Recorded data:
..........
PR #23, opened 2024-04-25
Improve SDK Code & Add Example Notebook

noanflaherty:
This makes some improvements to our SDK that I came across while building out the included example notebook.


src/vellum/lib/utils/env.py
```diff
@@ -6,6 +6,8 @@
 def get_api_key() -> str:
     api_key = os.environ.get("VELLUM_API_KEY")
     if api_key is None:
-        raise VellumClientException("`VELLUM_API_KEY` environment variable id required to be set.")
-    
+        raise VellumClientException(
+            "`VELLUM_API_KEY` environment variable id required to be set."
```
dvargasfuertes: Oh I left a typo here. `is` instead of `id`

src/vellum/lib/test_suites/resources.py
```diff
@@ -116,44 +116,141 @@ class VellumTestSuiteRunResults:
...
+        return self._test_suite_run.state
+
+    @cached_property
+    def all_executions(self) -> list[VellumTestSuiteRunExecution]:
+        return list(self._get_test_suite_run_executions())
+
     def get_metric_outputs(
         self, metric_identifier: str | None = None, output_identifier: str | None = None
-    ) -> Generator[TestSuiteRunMetricOutput, None, None]:
+    ) -> List[TestSuiteRunMetricOutput]:
```
dvargasfuertes, line 145: [q] what changed your mind here?

src/vellum/lib/test_suites/resources.py
```diff
@@ -116,44 +116,141 @@ class VellumTestSuiteRunResults:
...
+        """Returns the values of a numeric metric output that match the given criteria."""
+
+        metric_outputs: list[TestSuiteRunMetricOutput_Number] = []
+
+        for output in self.get_metric_outputs(
+            metric_identifier=metric_identifier, output_identifier=output_identifier
+        ):
+            if output.type != "NUMBER":
+                raise TestSuiteRunResultsException(
+                    "Cannot calculate mean of non-numeric metric outputs"
```
dvargasfuertes: [nit] typo - this helper looks like is public and used generally, not just in `mean`

src/vellum/lib/test_suites/resources.py
```diff
@@ -116,44 +116,141 @@ class VellumTestSuiteRunResults:
...
         )
         self._polling_interval = polling_interval
         self._max_polling_duration = max_polling_duration
 
+    @property
+    def state(self) -> TestSuiteRunState:
+        return self._test_suite_run.state
+
+    @cached_property
+    def all_executions(self) -> list[VellumTestSuiteRunExecution]:
```
dvargasfuertes, line 140: [nit] this makes self._executions redundant right?

dvargas92495 (approved):

dvargas92495:
Oh make sure to add examples to fernignore

src/vellum/lib/test_suites/resources.py
noanflaherty: Once a generator is exhausted, it cannot be re-consumed. The lower-level methods should still be generators, but we should cache the list of results once they're cycled through (which is what the `cached_property` helps with) and allows you to iterate over the results as many times as you want.

src/vellum/lib/test_suites/resources.py
noanflaherty: That holds the generator, this holds the cached exhausted generator

.gitignore
```diff
@@ -2,3 +2,4 @@ dist/
 .mypy_cache/
 __pycache__/
 poetry.toml
+**/.ipynb_checkpoints
```
dvargasfuertes, line 5: fern is going to wipe this out too unless we add this to the fernignore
..........
- [Activity]:
From the first line to the last, please write out the entries exactly.

- [Response below]:
PR #23, opened 2024-04-25
Improve SDK Code & Add Example Notebook

noanflaherty:
This makes some improvements to our SDK that I came across while building out the included example notebook.


src/vellum/lib/utils/env.py
```diff
@@ -6,6 +6,8 @@
 def get_api_key() -> str:
     api_key = os.environ.get("VELLUM_API_KEY")
     if api_key is None:
-        raise VellumClientException("`VELLUM_API_KEY` environment variable id required to be set.")
-    
+        raise VellumClientException(
+            "`VELLUM_API_KEY` environment variable id required to be set."
```
dvargasfuertes: Oh I left a typo here. `is` instead of `id`

src/vellum/lib/test_suites/resources.py
```diff
@@ -116,44 +116,141 @@ class VellumTestSuiteRunResults:
...
+        return self._test_suite_run.state
+
+    @cached_property
+    def all_executions(self) -> list[VellumTestSuiteRunExecution]:
+        return list(self._get_test_suite_run_executions())
+
     def get_metric_outputs(
         self, metric_identifier: str | None = None, output_identifier: str | None = None
-    ) -> Generator[TestSuiteRunMetricOutput, None, None]:
+    ) -> List[TestSuiteRunMetricOutput]:
```
dvargasfuertes, line 145: [q] what changed your mind here?

src/vellum/lib/test_suites/resources.py
```diff
@@ -116,44 +116,141 @@ class VellumTestSuiteRunResults:
...
+        """Returns the values of a numeric metric output that match the given criteria."""
+
+        metric_outputs: list[TestSuiteRunMetricOutput_Number] = []
+
+        for output in self.get_metric_outputs(
+            metric_identifier=metric_identifier, output_identifier=output_identifier
+        ):
+            if output.type != "NUMBER":
+                raise TestSuiteRunResultsException(
+                    "Cannot calculate mean of non-numeric metric outputs"
```
dvargasfuertes: [nit] typo - this helper looks like is public and used generally, not just in `mean`

src/vellum/lib/test_suites/resources.py
```diff
@@ -116,44 +116,141 @@ class VellumTestSuiteRunResults:
...
         )
         self._polling_interval = polling_interval
         self._max_polling_duration = max_polling_duration
 
+    @property
+    def state(self) -> TestSuiteRunState:
+        return self._test_suite_run.state
+
+    @cached_property
+    def all_executions(self) -> list[VellumTestSuiteRunExecution]:
```
dvargasfuertes, line 140: [nit] this makes self._executions redundant right?

dvargas92495 (approved):

dvargas92495:
Oh make sure to add examples to fernignore

src/vellum/lib/test_suites/resources.py
noanflaherty: Once a generator is exhausted, it cannot be re-consumed. The lower-level methods should still be generators, but we should cache the list of results once they're cycled through (which is what the `cached_property` helps with) and allows you to iterate over the results as many times as you want.

src/vellum/lib/test_suites/resources.py
noanflaherty: That holds the generator, this holds the cached exhausted generator

.gitignore
```diff
@@ -2,3 +2,4 @@ dist/
 .mypy_cache/
 __pycache__/
 poetry.toml
+**/.ipynb_checkpoints
```
dvargasfuertes, line 5: fern is going to wipe this out too unless we add this to the fernignore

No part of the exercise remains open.